On May 16, 1989, plaintiff, Davis Dodge, leased an automobile to Michael Redmond, whose own vehicle had been damaged in a collision with another vehicle insured by Superior Insurance Company. Davis claims to have leased the vehicle to Redmond on the authority of Mary Woleben, an employee of Sifa, an independent insurance agency which sells and services policies issued by Superior. Redmond signed the form lease agreement presented by Davis obligating himself for the payment of the rental charges. When Redmond failed to pay the charges, Davis sued and obtained judgment against Redmond on December 20, 1989. On January 10, 1990, Davis initiated this action against Sifa and Superior.
At trial on September 26, 1991, Superior’s Motion to Strike was sustained. The claim against Sifa was taken under advisement, and counsel have since submitted memoranda.
At the trial on September 26, 1991, the Court found the principal witnesses, Mr. Davis and Mrs. Woleben, to be thoroughly credible and convincing. In all material [380]*380respects, their witnesses corroborated the testimony of each. Yet there are striking conflicts in their testimony.
Davis stated that Woleben unconditionally authorized the rental to Redmond in a telephone call on the day the lease agreement was signed by Redmond. At the top of the lease form, Davis wrote that (Sifa/Woleben) authorized the transaction. Davis did not take a deposit or credit card from Redmond. It is not likely that Davis, an experienced and respected businessman, would have rented this car to Redmond unless he believed Sifa would be responsible for the rental charge.
Woleben, on the other hand, testified that when Davis called her at the time of the lease, she informed him that her insured's policy would cover the cost of a car rental only if Redmond's car was undriveable as a result of the accident. In fact, it was shown that the car was driveable.
Mrs. Thrift, Davis's office manager, testified for plaintiff that she knew Woleben and called her three times, each time being reassured that the rental would be paid. Woleben claims only one call came from Thrift and that she informed the "lady from Davis Dodge" that only if Redmond’s car was not operable would a rental be authorized.
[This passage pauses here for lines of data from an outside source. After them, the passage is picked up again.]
PR #1664, opened 2025-09-19
dx: add short_summary formatter option

carlos-granados:
When printing the summary of the run with any failed steps/scenarios, the pretty printer prints a short summary which just lists the failed scenarios while the progress printer prints a longer summary which lists all failed steps in detail. If you are running a long list of tests with the pretty printer, you may want to see the longer summary so that you could see the details of the failure without having to scroll up a lot. Conversely, if you are running the progress formatter, in some environments (for example in CI) you may want to just see a smaller summary.

This PR adds a new `short_summary` formatter option which can be used to decide if you want to show the short summary (with just a list of scenarios) or the long summary (with a list of steps). It defaults to true for the pretty printer and to false for the progress printer so that by default they keep the current functionality


src/Behat/Behat/Output/Node/Printer/Pretty/PrettyStatisticsPrinter.php
```diff
@@ -49,12 +50,22 @@ public function printStatistics(Formatter $formatter, Statistics $statistics)
         $hookStats = $statistics->getFailedHookStats();
         $this->listPrinter->printFailedHooksList($printer, 'failed_hooks_title', $hookStats, true);
 
-        $scenarioStats = $statistics->getSkippedScenarios();
-        $this->listPrinter->printScenariosList($printer, 'skipped_scenarios_title', TestResult::SKIPPED, $scenarioStats);
+        $shortSummary = $formatter->getParameter('short_summary');
+        if ($shortSummary) {
```
carlos-granados, line 54: In both printers we print the list of scenarios or the list of steps depending on the new option

src/Behat/Config/Formatter/Formatter.php
```diff
@@ -115,6 +118,9 @@ protected function toPhpExprForNamedFormatter(): Expr
                 $value = ShowOutputOption::from($value);
                 $name = ShowOutputOption::PARAMETER_NAME;
             }
+            if ($name === self::SHORT_SUMMARY_SETTING) {
```
carlos-granados, line 121: The name of the option is `short_summary` but the name of the parameter is `shortSummary` so we need to convert it

tests/Behat/Tests/Config/ProfileTest.php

Both witnesses testified consistently and credibly. The court can only speculate as to where the truth lies between them.
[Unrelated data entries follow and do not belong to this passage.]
PR #1666, opened 2025-09-25
Rector php sets

carlos-granados:
Applies all Rector rules related to our PHP "language level" to upgrade our code to use all language features available until PHP 8.1.

The PR has been divided in a number of commits which apply one or a few rules to make it easier to review. There are a couple of very large commits but in those commits the changes are all very similar so I believe it should be easy to review


acoulton (approved):
Thanks @carlos-granados, I've had a good look over these and all LGTM. Thanks for breaking it into separate commits, that made it much easier :)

As plaintiff's counsel notes in his brief, we must first resolve the factual disputes. This is made difficult and, indeed, impossible, when virtually every material fact established by apparently reliable evidence on one side is contradicted by apparently equally reliable evidence on the other. Whenever evidence leaves uncertainty as to which of several hypotheses is true, or merely establishes some finite probability in favor of one hypothesis rather than another, such evidence cannot amount to proof. Suspicion and speculation are not sufficient.
Davis has the overall burden of persuasion. While the burden of proof in a case such as this shifts from issue to issue during the course of the trial, the overall burden of persuasion never shifts. Thus, upon consideration of all the evidence, unless the court is convinced of liability, the plaintiff will lose for he has the risk [381]*381of nonpersuasion. See The Law of Evidence in Virginia, Charles £. Friend, Section 81.
The plaintiff sues in debt, which requires a finding of a contract between him and Sifa. There being nothing in writing binding Sifa, the contract, if found at all, must be found in the telephone conversation between Davis and Woleben. To find a contract here, there must be a consensus between the parties. They must agree to the same thing at the same time. They must have a distinct intention common to both and without doubt or difference. Michie's Jurisprudence, vol. 4B, Contracts, § 26. Until all understand alike, there can be no assent and, therefore, no contract.
I believe Davis testified truthfully and that he assumed, from his conversation with Woleben, that she had given unconditional authority to lease the car. However, I am equally convinced that Woleben testified truthfully and that she informed Davis that only if Redmond's car were not driveable was a lease authorized. I have searched diligently through the file, the exhibits, my trial notes, and counsel’s memoranda, and 1 can find no reason to give more weight to the testimony of one than to the other. This is consistent with my feelings at the conclusion of the September 26, 1991, hearing, at which I felt both witnesses, as well as their supporting witnesses, were testifying to the truth as they believed it.
In summary, I am not persuaded that an agreement between the parties was created so that liability on Sifa could be properly imposed. I remain uncertain as to what transpired. Not being persuaded, I must find in favor of Sifa. Having reached this conclusion, it is not necessary to consider the other issues of failure of consideration and the agent's authority to act.